Spatially resolved integrative analysis of transcriptomic and metabolomic changes in tissue injury studies.
Eleanor C Williams, Lovisa Franzén, Martina Olsson Lindvall, Gregory Hamm, Steven Oag, Muntasir Mamun Majumder, James Denholm, Azam Hamidinekoo, Javier Escudero Morlanes, Marco Vicari, Joakim Lundeberg, Laura Setyo, Trevor M Godfrey, Livia S Eberlin, Aleksandr Zakirov
Abstract
Open AccessRecent developments in spatially resolved -omics have enabled the joint study of gene expression, metabolite levels and tissue morphology, offering greater insights into biological pathways. Integrating these modalities from matched tissue sections to probe spatially-coordinated processes, however, remains challenging. Here we introduce MAGPIE, a framework for co-registering spatially resolved transcriptomics, metabolomics, and tissue morphology from the same or consecutive sections. We show MAGPIE's generalisability and scalability on spatial multi-omics data from multiple tissues, combining Visium with MALDI and DESI mass spectrometry imaging.
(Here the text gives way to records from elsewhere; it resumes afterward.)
PR #222, opened 2016-11-04
Fix issues with tooltip in scrollable div and IE11 fixed position - Added feature to pass styles

danbrianwhite:
Fix issues with tooltip in scrollable div and IE11 fixed position.
Added feature to pass styles (important to override some weird bugs in IE11 when using transforms on parent elements)
Updates a few spellings

Git history is a little ugly, but left it to show updates by contributors.


danbrianwhite:
@wwayne can you review this pull request and let me know you are planning on merging it? 

I would like to use your master branch of the project instead of a fork.

wwayne:
Sorry I was busy with other things, so what's the problem you met with in scrollable div?

src/index.js
```diff
@@ -44,7 +45,8 @@ class ReactTooltip extends Component {
     afterHide: PropTypes.func,
     disable: PropTypes.bool,
     scrollHide: PropTypes.bool,
-    resizeHide: PropTypes.bool
+    resizeHide: PropTypes.bool,
+    style: PropTypes.object
```
wwayne: what's the style props used for?

danbrianwhite: In IE11, if the parent element for the component for the tooltip has a transform,translate(-50%, -50%), then the tooltip will not render in the correct location. By enabling a style prop to be passed down to the tooltip, a developer then can resolve the issue by passing a style prop with {position: 'absolute'} for the tooltip.

danbrianwhite:
The problem I ran into with the scrollable div was that when you scroll in a div, it does not pass down the event to the window. When this happens, the tooltip does not disappear in the scrolled div. 

By using the scrollparent package, the listener is attached to the closest scrollable parent element and when scrolling, the tooltip will correctly disappear.

aronhelser:
Do you still need this PR merged?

MAGPIE was also applied to new multi-modal datasets generated with a specialised sampling strategy to characterise the metabolic and transcriptomic landscape in an in vivo model of drug-induced pulmonary fibrosis and to link small-molecule co-detection with endogenous lung responses. MAGPIE demonstrates the refined resolution and enhanced interpretability that spatial multi-modal analyses provide for studying tissue injury especially in pharmacological contexts, and delivers a modular, accessible workflow for data integration.